Ability to influence within the timeframe set

Some metrics might measure exactly what we want, however take a long time to influence. An example here could be something that relates to the signing of legal contracts (e.g. partnerships). If an engineering team is goaled on increasing our product offering to improve likelihood of signing these partnerships, but contracts are typically only revisited on a yearly basis, then a Q3 goal to increase this number may not make sense, as contract negotiations will likely take too long. In this example, setting a longer term goal might make more sense, or alternatively using other proxy metrics for Q3 goals, with the overall metric measured but not goaled against in the short term.

Ability to influence - and realistically take credit for

If OKRs are set for a specific team, but the overall metric is ultimately influenced by factors outside of that team (e.g. commercial or legal) - should this metric be used?
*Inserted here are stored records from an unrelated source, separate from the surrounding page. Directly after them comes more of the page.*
PR #746, opened 2021-12-17
feat: test issues

rebelchris:
We had some early test issues and all round things that still needed to be done.

- Main layout rendering issue solved (jumping logo and wrong classnames applied)
- Mobile view jumping header rank and logo
- Sidebar icon loading issue (We had to wait for window load)
- Bottom mobile menu to filter
- New layout for mobile where we can have the header as well as the footer nav bar

DD-365 #done


packages/shared/src/components/MainLayout.tsx
```diff
@@ -72,15 +78,17 @@ export default function MainLayout({
...
-        )}
-        {windowLoaded && greeting && (
-          <Greeting
-            user={user}
-            onEnter={() => setShowGreeting(true)}
-            onExit={() => setShowGreeting(false)}
-          />
+        {shouldShowLogo({ mobileTitle, sidebarRendered }) && windowLoaded && (
+          <div className="flex flex-row">
+            <Logo onLogoClick={onLogoClick} showGreeting={showGreeting} />
```
idoshamun, line 83: We can show the logo before the load, can't we?

packages/shared/src/components/MobileHeaderRankProgress.tsx
```diff
@@ -1,25 +1,45 @@
...
+const Wrapper = ({ children, ...props }: WrapperProps) => {
+  return (
+    <div className="w-8 h-8" {...props}>
+      {children}
+    </div>
+  );
+};
 
 export default function MobileHeaderRankProgress(): ReactElement {
+  const { windowLoaded } = useContext(ProgressiveEnhancementContext);
```
idoshamun, line 25: Why do we wait for `windowLoaded` here?
Once the rank is available we can show it

packages/shared/src/components/sidebar/Sidebar.tsx
```diff
@@ -168,39 +171,40 @@ export default function Sidebar({
...
-                    sidebarExpanded ? 'opacity-100 px-3' : 'opacity-0 px-0',
-                  )}
-                >
-                  {key}
-                </NavHeader>
-                {items.filter(mobileItemsFilter).map((item) => (
-                  <NavItem
-                    key={item.title}
-                    active={item.active || item.path === activePage}
+            {windowLoaded &&
```
idoshamun, line 174: Why do we have to wait for `windowLoaded`?

idoshamun (changes requested):
Please check my comments.
My main concern is that we would like to show as fast as possible the general layout of the page while avoiding content overflow. I think this is doable and feel free to advise if you need :)

packages/shared/src/components/MobileHeaderRankProgress.tsx
rebelchris: This causes a react leak same as for the sidebar.
Not sure if it can be solved otherwise but would love to hear alternatives.

idoshamun: What do you mean by "react leak"?

rebelchris:
@idoshamun Heavy refactor
Tried a lot of things, but this is the end.

Moving some things around and migrating to own components seems to be the clue.
Also upgraded all packages for extension and webapp.

packages/eslint-config/package-lock.json
```diff
@@ -1,3996 +1,29 @@
 {
 	"name": "@dailydotdev/eslint-config",
 	"version": "0.0.0",
-	"lockfileVersion": 2,
+	"lockfileVersion": 1,
```
idoshamun: Seems like something changed in the `eslint-config` package-lock

packages/shared/src/components/MainLayout.tsx
```diff
@@ -58,30 +57,30 @@ export default function MainLayout({
...
-      <header className="flex relative laptop:fixed laptop:top-0 laptop:left-0 z-3 flex-row-reverse laptop:flex-row justify-between items-center py-3 px-4 tablet:px-8 laptop:px-4 laptop:w-full h-14 border-b bg-theme-bg-primary border-theme-divider-tertiary">
-        {!sidebarRendered && <MobileHeaderRankProgress />}
-        {mobileTitle && (
-          <h3 className="block laptop:hidden typo-callout">{mobileTitle}</h3>
-        )}
-        {shouldShowLogo({ mobileTitle, sidebarRendered }) && (
-          <Logo onLogoClick={onLogoClick} showGreeting={showGreeting} />
-        )}
-        {windowLoaded && greeting && (
+  const LogoAndGreeting = () => {
```
idoshamun, line 65: Let's take it outside this component. (you can keep it in the same file)
If you need you can put its own state inside as well

idoshamun (changes requested):
Wow! I'm happy you bumped into this bug in a way.
This looks so much better

packages/shared/src/components/sidebar/Sidebar.tsx
```diff
@@ -78,75 +77,110 @@ export default function Sidebar({
...
+                item={item}
+                sidebarExpanded={sidebarExpanded || !sidebarRendered}
+              />
+            </ButtonOrLink>
+          </NavItem>
+        ))}
+      </NavSection>
+    );
+  };
+
```
sshanzel, line 183: I think we can safely say that we can create another file for this component.

packages/shared/src/components/sidebar/Sidebar.tsx
```diff
@@ -78,75 +77,110 @@ export default function Sidebar({
...
+      icon: <ListIcon Icon={EyeIcon} />,
+      title: 'Reading history',
+      path: `${process.env.NEXT_PUBLIC_WEBAPP_URL}history`,
+      requiresLogin: true,
+    },
+    {
+      icon: <ListIcon Icon={SettingsIcon} />,
+      title: 'Customize',
+      action: () => setShowSettings(!showSettings),
+      active: showSettings,
```
sshanzel, line 135: Now that we have separated our list for these items, I think we can take these two out and give them their own separate files then accept props to make it easier to manage.

I think in the future it will be easy to create a new set of sections and this one file would be filled so much by those lists. What do you think?

sshanzel (changes requested):
Wow. Thank you so much for this work. You even upgraded the packages which I can't imagine.

Just had two things mentioned but nothing so major. Well done on this! 🚀

packages/shared/src/components/sidebar/Sidebar.tsx
rebelchris: They will be receiving a lot of props though.
Not sure if we want to pass down so much information vs keeping it there?

The list will not be re-used anywhere

idoshamun (approved):

packages/shared/src/components/sidebar/Sidebar.tsx
idoshamun: I agree with @sshanzel that this might be way easier to read. But if it feels like too much of a hassle at this point, we can leave it for the next one to pick it up whenever we need to touch this again.
This PR is already pretty massive so I understand if we don't want to make it even heavier

sshanzel: Agreed. I think we can move forward with this.

sshanzel (approved):
Well done! 💪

The above example again works here - signing legal contracts obviously has a large reliance on teams other than engineering, meaning that meeting the goal may be entirely down to another team, or alternatively not meeting the goal also may be no fault of the team in question.
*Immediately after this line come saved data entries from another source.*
PR #747, opened 2021-12-21
refactor: user settings in boot query

sshanzel:
DD-337 #done

As part of serving the user's settings in a much faster time, we decided to move it to the boot query.

Since I was already working on the `SettingsContext`, I took the opportunity to refactor and apply some types with the strings we work with.

It may be noticed that the `const isExtension = process.env.TARGET_BROWSER;` was taken inside the component, the test was failing due to the fact the value was generated when we run the test, and simply overriding the value make it fail. So the component has to check it by the runtime to see if it actually has the correct value.

The related `boot` changes PR is now just waiting for additional checks but this should be safe for review. Related PR:
https://github.com/dailydotdev/daily-gateway/pull/394

### DIFF
--- a/packages/shared/src/contexts/SettingsContext.tsx
+++ b/packages/shared/src/contexts/SettingsContext.tsx
@@ -163,11 +163,11 @@ export const SettingsContextProvider = ({
     const theme = storageWrapper.getItem(themeModeStorageKey) as ThemeMode;
     if (theme) {
       setCurrentTheme(theme);
-      return;
-    }
-    const lightMode = storageWrapper.getItem(deprecatedLightModeStorageKey);
-    if (lightMode === 'true') {
-      applyTheme(ThemeMode.Light);
+    } else {
+      const lightMode = storageWrapper.getItem(deprecatedLightModeStorageKey);
+      if (lightMode === 'true') {
+        applyTheme(ThemeMode.Light);
+      }
     }
   }, []);
 
--- a/packages/shared/src/contexts/SettingsContext.tsx
+++ b/packages/shared/src/contexts/SettingsContext.tsx
@@ -136,7 +136,7 @@ export const SettingsContextProvider = ({
   );
 
   useEffect(() => {
-    if (remoteSettings) {
+    if (remoteSettings && userId) {
       const { theme: remoteTheme, ...remoteData } = remoteSettings;
       const theme = themeModes[remoteTheme];
       setCurrentTheme(theme);
--- a/packages/shared/src/contexts/SettingsContext.tsx
+++ b/packages/shared/src/contexts/SettingsContext.tsx
@@ -171,18 +171,22 @@ export const SettingsContextProvider = ({
     }
   }, []);
 
-  const setSettings = async (
+  const updateRemoteSettingsFn = async (
     newSettings: Settings,
-    remoteTheme?: RemoteTheme,
+    theme: ThemeMode,
   ): Promise<void> => {
-    await setCachedSettings(newSettings);
-
     if (userId) {
+      const remoteTheme = getRemoteTheme(theme);
       await updateRemoteSettings({
         ...newSettings,
         theme: remoteTheme,
       });
     }
+  };
+
+  const setSettings = async (newSettings: Settings): Promise<void> => {
+    await setCachedSettings(newSettings);
+    await updateRemoteSettingsFn(newSettings, currentTheme);
   };
 
   const contextData = useMemo<SettingsContextData>(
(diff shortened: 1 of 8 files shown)


packages/webapp/pages/_app.tsx
```diff
@@ -182,17 +181,15 @@ export default function App(props: AppProps): ReactElement {
...
-                <AnalyticsContextProvider
-                  app="webapp"
-                  version={version}
-                  getPage={getPage}
-                >
-                  <InternalApp {...props} />
-                </AnalyticsContextProvider>
-              </OnboardingContextProvider>
-            </SettingsContextProvider>
+            <OnboardingContextProvider>
```
rebelchris, line 184: Onboarding should be removed.
This already happened in the main 260 branch, you might have to rebase

rebelchris (changes requested):
@sshanzel Nice work here!
Really cool you made things much more strict.

I have some small comments so far.

packages/shared/src/contexts/SettingsContext.tsx
```diff
@@ -59,104 +63,120 @@ const defaultSettings: Settings = {
...
+const getThemeMode = (remoteTheme: RemoteTheme): ThemeMode => {
+  switch (remoteTheme) {
+    case 'bright':
+      return ThemeMode.Light;
+    case 'darcula':
+      return ThemeMode.Dark;
+    default:
+      return ThemeMode.Auto;
+  }
+};
```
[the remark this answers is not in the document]
sshanzel: I think that's a good idea, in that case, we shall create another object for switching it in a reversed manner.

```
const themes = {
  [ThemeMode.Light]: 'bright',
  [ThemeMode.Dark]: 'darcula',
}
```

packages/webapp/pages/_app.tsx
sshanzel: I think we should rebase the 260 once this is merged to master as we don't want the current progress at 260 to get merged into production already.

rebelchris: Yes, rebase this branch from 260 
The onboarding should be completely gone then (only author onboarding is still a thing)

packages/shared/src/contexts/SettingsContext.tsx
```diff
@@ -59,104 +63,120 @@ const defaultSettings: Settings = {
...
+
+function applyTheme(themeMode: ThemeMode): void {
+  if (document.documentElement.classList.contains(themeMode)) {
+    return;
+  }
+
+  if (themeMode === ThemeMode.Auto) {
```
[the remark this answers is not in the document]
sshanzel: I took inspiration from your suggestion, what do you think about the snippet below (already pushed)?
```
function applyTheme(themeMode: ThemeMode): void {
  if (document.documentElement.classList.contains(themeMode)) {
    return;
  }

  document.documentElement.classList.remove(ThemeMode.Light);
  document.documentElement.classList.remove(ThemeMode.Auto);

  if (themeMode === ThemeMode.Dark) {
    return;
  }

  document.documentElement.classList.add(themeMode);
}
```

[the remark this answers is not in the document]
sshanzel: function applyTheme(themeMode: ThemeMode): void {
  if (document.documentElement.classList.contains(themeMode)) {
    return;
  }

  document.documentElement.classList.remove(ThemeMode.Light);
  document.documentElement.classList.remove(ThemeMode.Auto);

  if (themeMode === ThemeMode.Dark) {
    return;
  }

  document.documentElement.classList.add(themeMode);
}

packages/webapp/pages/_app.tsx
sshanzel: No, I mean, this is pointed at `master` branch since this is safe to be merged. If we rebase this from `260` the current progress of `260` will be included and if we merge this, those features will be included unnecessarily.

Or do you mean we should point this to 260 so we can rebase first?

rebelchris: Oh sorry didn't notice this was meant for the master already.
Does make sense yes.

- Merge this into master
- Rebase 260 from master
- ☑️

rebelchris (approved):
Nice looks super clean like that!
I like it

Good from my side so far 👏

idoshamun (approved):
The changes look great and much way cleaner.
The only concern I have and I'd like to ask you to validate it, is that now anyone who has light theme will have a flash of colors on load.
Can you check it locally please?

sshanzel:
Locally it seems to flash from black to light in this branch - but I tried the `master` branch and it seems to happen locally as well.

With that, the deployments from this PR seem to have not flashed and are almost the same with production now. Were you concerned because of the removal of `windowLoaded`? We can definitely have it back to ensure expected workability.

Note: I have also declared a global clean-up for our persistent values as you have wonderfully suggested.

The additional commits: found an edge case for logged-out, anonymous users now prioritize local cache than boot's settings default values.

https://user-images.githubusercontent.com/13744167/147043814-eb284368-e38b-4787-82dd-787c9fbbad97.mov

idoshamun:
@sshanzel let's merge it and I'll check what happens.
Initially I had my concerns because now it takes several `useEffect` until the theme is applied but we'll see

sshanzel:
Sure, let's do it 🚢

Another example here is around overall profitability. One metric may be “increase profitability from X to Y” - whilst this makes sense for the whole company to be goaled on, it is not the responsibility of one single team. Instead, this metric could be changed to be e.g. “increase Plus profitability from X to Y” - if measured experimentally, we can calculate the cumulative impact of one team on this metric, and therefore realistically the team can take credit. Cannibalisation is important to take into account here - see later section.

Gameability - don’t move the goalposts

Don’t make goals that are easily gameable by the team that is responsible for them - if you set a goal of “increase metric X by 10%” and then simply change the metric definition at the end of the timeframe, any team can easily achieve the goal.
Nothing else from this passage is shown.